Thousands of New York prisoners are being set free – from being counted in upstate Republicans’ state Senate districts.
Under the federal Voting Rights Act, the Department of Justice has just approved counting inmates in their hometowns – not where they’re locked up – for the purposes of political redistricting.
The decision is a blow to lawmakers who have been counting on the captive audience to bolster their population counts – even while those behind bars can’t cast a vote.
Democratic state Board of Elections co-chairman Douglas Kellner says the decision means the prisoners will no longer be “inflating the census count for upstate prison localities….It’s another dent in what people are calling the ‘prison-industrial complex.'”
Republicans say they’re not considering the Justice Department’s decision a closed case.

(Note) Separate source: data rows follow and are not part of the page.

PR #161, opened 2021-12-22
Remove redundant code

ArthurBandaryk:
We wanna remove this part of code. Check [this](https://github.com/actions/virtual-environments/blob/main/images/linux/Ubuntu2004-README.md) link. They've updated repo, so on Ubuntu 20.04 we already have preinstalled Clang. That's why ` KyleMayes/install-llvm-action` is already not relevant for us.


benh (approved):
Let's also remove from `eventuals-grpc` thanks!

PR #165, opened 2021-12-23
Document recommended git pre-commit hook setup

CodingCanuck:


README.md
```diff
@@ -559,3 +559,11 @@ string s = *e; // BLOCKING! Only use in tests.
 #### Scheduling and Memory
 
 *... to be completed ...*
+
+
+## Contributing
+
+The eventuals library maintains a code style that's enforced by GitHub
+pre-commit hooks. See the
```
benh, line 567:
```suggestion
The eventuals library maintains a code style that's enforced by `git`
pre-commit [hooks](https://git-scm.com/book/en/v2/Customizing-Git-Git-Hooks). See the
```

benh (approved):
You have wrapped the text (I'm guessing at 80 characters 😜) which the rest of the file does not do, so for now let's stay consistent with what's already there and not wrap please.

Happy to open a discussion on this and document for posterity. Personally I'm a fan of the wrap (what you did) because it reads better that way in `emacs`. 🤪 However, I was convinced long ago that it can make for really convoluted diffs, where as the diff on the non-wrap version tends to be very straightforward. Thus, I've just learned to get used to the less than ideal rendering in my editor. Some [folks](https://about.gitlab.com/blog/2016/10/11/wrapping-text/) argue that the editor rendering is more important than the helping a human review the diff. What do you think?

README.md
CodingCanuck: Applied manually.

But I'm confused: isn't it GitHub that runs these hooks? In other words, my local git installation doesn't run these unless I opt-in to a configuration change, meaning my local git doesn't enforce this style / prohibit commits that violate this style. I assume it's GitHub that *enforces* (does not allow me to violate) this style when I try to merge something into main. Is that understanding correct?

“This topic is the subject of a lawsuit filed by several Republican state senators who believe that the change imposed by Democrats violates the state constitution,” said Scott Reif, spokesman for the state Senate GOP majority.
“We’re confident that the courts will rule in our favor.”
Upstaters aren’t the only one who have benefitted from counting captives: For example, the late state Sen. Guy Velella’s district was redrawn to include Rikers Island – the same lockup where the Bronx Republican spent time after getting busted for corruption.
J.C. Polanco, GOP president of the city Board of Elections, says the Justice Department’s decision “will prove to be disastrous for Republicans upstate.”
“When you have tens of thousands of [people] that are now going to be counted in their home district, in the very rural areas, it will impact the look of the district.
“It will be very hard for districts to thrive in the Republican column.”
That’s just one example that “shows you how gerrymandering affects the ultimate result,” Kellner said. Overall, “If you counted up the number of votes for Democratic candidates in the state Senate, number was almost 60%, and yet the Republicans have a majority” because of how the districts are drawn.
(The state Assembly has long been dominated by Democrats.)
Along with ethics reform, a property tax cap and same-sex marriage, redistricting and prisons have been blazing-hot topics in the state Capitol this year.
Gov. Cuomo, in his State of the State address, said incarceration is not a form of economic development, and he now has the authority to eliminate 3,700 beds from the prison system.
That is likely to cost jobs in several upstate regions peppered with prisons.
But how redistricting will be accomplished remains up in the air.